Exactly, if you need shelf life, you use tape. Shelf life isn’t really a consideration for hard drives or SSDs in real life scenarios.

enumerator4829@sh.itjust.works · 4 months ago

See for example the storage systems from Vast or Pure. You can increase window size for compression and dedup far smaller blocks. Fast random IO also allows you to do that ”online” in the background. In the case of Vast, you also have multiple readers on the same SSD doing that compression and dedup.

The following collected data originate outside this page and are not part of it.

PR #3677, opened 2023-10-28
chore: upgrade go to 1.19

reneleonhardt:
Replace remaining go 1.18 references by 1.19, and update GitHub actions.
goleak cannot be upgraded because go 1.19 is too old.


reneleonhardt:
Are there reasons not to update to go 1.21?
The goctl Dockerfile is already using it, if you would push a new image to Docker Hub your users wouldn't need to worry anymore about 1 critical, 10 high and 12 medium CVEs :)

kevwan:
goleak requires go 1.20+

kevwan (approved):
LGTM, except goleak versioin. I'll change it back to v1.2.1.

PR #3682, opened 2023-10-29
feat: Improve Docker build

reneleonhardt:
* Run binaries as unprivileged user to improve security
* Copy whole timezone database to allow setting TZ env variable
* `docker run kevinwan/goctl --help` instead of `docker run kevinwan/goctl goctl --help`
* Remove files from Docker build context not needed for the resulting image
* Let Dependabot update Docker images and GitHub Actions

### DIFF
--- a/.dockerignore
+++ b/.dockerignore
@@ -1,1 +1,7 @@
 **/.git
+.dockerignore
+Dockerfile
+goctl
+Makefile
+readme.md
+readme-cn.md
--- a/.github/dependabot.yml
+++ b/.github/dependabot.yml
@@ -5,6 +5,14 @@
 
 version: 2
 updates:
+  - package-ecosystem: "docker" # Update image tags in Dockerfile
+    directory: "/"
+    schedule:
+      interval: "weekly"
+  - package-ecosystem: "github-actions" # Update GitHub Actions
+    directory: "/"
+    schedule:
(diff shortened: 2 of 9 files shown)


kevwan:
It's in a docker image, not requiring the root privillege on the host. I don't think there are problems. Would you please explain more on this?

reneleonhardt:
If it's not needed, why run as root with all it's special permissions and widen your attack surface intentionally? 😉
Maybe looking at Kubernetes makes it clearer, for example in my current project we are not allowed anymore to run root images on AWS, starting from static linters like hadolint and kube-linter to in-cluster linters like kyverno:
https://www.atatus.com/blog/rootless-containers-guide/
https://github.com/moby/buildkit/blob/master/examples/kubernetes/pod.rootless.yaml
https://github.com/hadolint/hadolint/issues/184
https://github.com/hadolint/hadolint/wiki/DL3002
https://github.com/stackrox/kube-linter
https://docs.kubelinter.io/#/generated/checks?id=run-as-non-root
https://kyverno.io/policies/pod-security/restricted/require-run-as-nonroot/require-run-as-nonroot/
https://kyverno.io/policies/other/rec-req/require-non-root-groups/require-non-root-groups/

kevwan (approved):

PR #3717, opened 2023-11-13
Feature/fix redishook

hongdingyi:
update withHook set as WithHook。The need to customize hooks is a very general feature。
Please support. Thank you.


hongdingyi:
commit pr

PR #3719, opened 2023-11-14
fix(servicegroup): use logx for shutdown message

AlexLast:
Currently when stopping a service in a `ServiceGroup` the standard logger is used, this changes the log line to use the `logx` package and ensure all log lines are of the same format.

### DIFF
--- a/core/service/servicegroup.go
+++ b/core/service/servicegroup.go
@@ -1,8 +1,7 @@
 package service
 
 import (
-	"log"
-
+	"github.com/zeromicro/go-zero/core/logx"
 	"github.com/zeromicro/go-zero/core/proc"
 	"github.com/zeromicro/go-zero/core/syncx"
 	"github.com/zeromicro/go-zero/core/threading"
@@ -51,7 +50,7 @@ func (sg *ServiceGroup) Add(service Service) {
 // Also, quitting this method will close the logx output.
 func (sg *ServiceGroup) Start() {
 	proc.AddShutdownListener(func() {
-		log.Println("Shutting down...")
+		logx.Info("Shutting down service in group")
 		sg.stopOnce()
 	})
 


kevwan:
Here, we cannot guarantee that logx is still available, it might be closed already.

AlexLast:
> Here, we cannot guarantee that logx is still available, it might be closed already.

@kevwan Thanks for the feedback, what's the expected behaviour when `logx` is closed? With the default `logx.LogConf` I don't encounter any issues with this code. Does this only cause issues when writing to file?

I also can't seem to force an issue by manually closing `logx`, for example, the below still outputs logs:

```go
logx.Close()
logx.Info("Foo")
```

Ideally I'd like my service logs to all be the same format (json) to keep parsing/shipping easier. Let me know what you think?

kevwan:
> > Here, we cannot guarantee that logx is still available, it might be closed already.
> 
> @kevwan Thanks for the feedback, what's the expected behaviour when `logx` is closed? With the default `logx.LogConf` I don't encounter any issues with this code. Does this only cause issues when writing to file?
> 
> I also can't seem to force an issue by manually closing `logx`, for example, the below still outputs logs:
> 
> ```go
> logx.Close()
> logx.Info("Foo")
> ```
> 
> Ideally I'd like my service logs to all be the same format (json) to keep parsing/shipping easier. Let me know what you think?

If logx is closed already, logs are printed to console.

You can try it with the following code.

```go
package main

import (
	"time"

	"github.com/zeromicro/go-zero/core/conf"
	"github.com/zeromicro/go-zero/core/logx"
)

func main() {
	var c logx.LogConf
	if err := conf.FillDefault(&c); err != nil {
		panic(err)
	}
	c.Mode = "file"
	logx.MustSetup(c)
	logx.Info("hello")
	logx.Close()

	time.Sleep(time.Second)
	logx.Info("world")
}
```

kevwan (approved):
LGTM.

PR #3769, opened 2023-12-10
feat:add redis ExistsMany method

### LINKED ISSUE #3765: Why redis.Exists() accept only one key in go-zero?
func (s *Redis) ExistsCtx(ctx context.Context, key string) (val bool, err error) {
	err = s.brk.DoWithAcceptable(func() error {
		conn, err := getRedis(s)
		if err != nil {
			return err
		}

		v, err := conn.Exists(ctx, key).Result() // 这里go-redis是可以传入批量key的
		if err != nil {
			return err
		}

		val = v == 1
		return nil
	}, acceptable)

	return
}
这里可以加入多个传入吗，为什么只能传入单个啊

codeErrorSleep:
The current `Exists` function in go-zero's Redis only supports a single key, whereas go-redis's `Exists` can query multiple keys. 
  However, directly altering go-zero's Redis implementation would lead to incompatibility between different versions of the method and would affect the implementation of the `Store` interface in `core/stores/kv/store.go`.
  To ensure compatibility between versions, a new method named `ExistsMany` should be added as a transitional solution. A unified upgrade can be planned for a later major version release.
  close #3765
```
// go-zero
// core/stores/redis.go:458
v, err := conn.Exists(ctx, key).Result()

// go-redis
Exists(ctx context.Context, keys ...string) *IntCmd
```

So the feature isn’t that special. What you can do with it in practice changes drastically.

enumerator4829@sh.itjust.works · 4 months ago

The flaw with hard drives comes with large pools. The recovery speed is simply too slow when a drive fails, unless you build huge pools. So you need additional drives for more parity.

I don’t know who cares about shelf life. Drives spin all their lives, which is 5-10 years. Use M-Disk or something if you want shelf life.

enumerator4829@sh.itjust.works · 4 months ago

I agree with you, mostly. Margins in the datacenter are thin for some players. Not Nvidia, they are at like 60% pure profit per chip, including software and RnD. That will have an effect on how we design stuff in the next few years.

I think we’ll need both ”GPU” and traditional CPUs for the foreseeable future. GPU-style for bandwidth or compute constrained workloads and CPU-style for latency sensitive workloads or pointer chasing. Now, I do think we’ll slap them both on top of the same memory, APU-style á la MI300A.

That is, as long as x86 has the single-threaded advantage, RISC-V won’t take over that marked, and as long as GPUs have higher bandwidth, RISC-V won’t take over that market.

Finally, I doubt we’ll see a performant RISC-V chip from China the next decade - they simply lack the EUV fabs. From outside of China, maybe, but the demand isn’t nearly as large.

enumerator4829@sh.itjust.works · 4 months ago

Not economical. Storage is already done on far larger fab nodes than CPUs and other components. This is a case where higher density actually can be cheaper. ”Mature” nodes are most likely cheaper than the ”ancient” process nodes simply due to age and efficiency. (See also the disaster in the auto industry during covid. Car makers stopped ordering parts made on ancient process nodes, so the nodes were shut down permanently due to cost. After covid, fun times for automakers that had to modernise.)

Go compare prices, new NVMe M.2 will most likely be cheaper than SATA 2.5” per TB. The extra plastic shell, extra shipping volume and SATA-controller is that difference. 3.5” would make it even worse. In the datacenter, we are moving towards ”rulers” with 61TB available now, probably 120TB soon. Now, these are expensive, but the cost per TB is actually not that horrible when compared to consumer drives.

enumerator4829@sh.itjust.works · 4 months ago

Tape will survive, SSDs will survive. Spinning rust will die

enumerator4829@sh.itjust.works · 4 months ago

Nope. Larger chips, lower yields in the fab, more expensive. This is why we have chiplets in our CPUs nowadays. Production cost of chips is superlinear to size.

enumerator4829@sh.itjust.works · 4 months ago

It’s not the packaging that costs money or limits us, it’s the chips themselves. If we crammed a 3.5” form factor full of flash storage, it would be far outside the budgets of mortals.